Output every line of the listing as it stands.

=== Dataset section ===

PR #1652, opened 2023-03-12
layout_catalog_grid

YBM3:
- [DEMO LINK](https://ybm3.github.io/layout_catalog_grid/)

===

= Response box =
PR #1652, opened 2023-03-12
layout_catalog_grid

YBM3:
- [DEMO LINK](https://ybm3.github.io/layout_catalog_grid/)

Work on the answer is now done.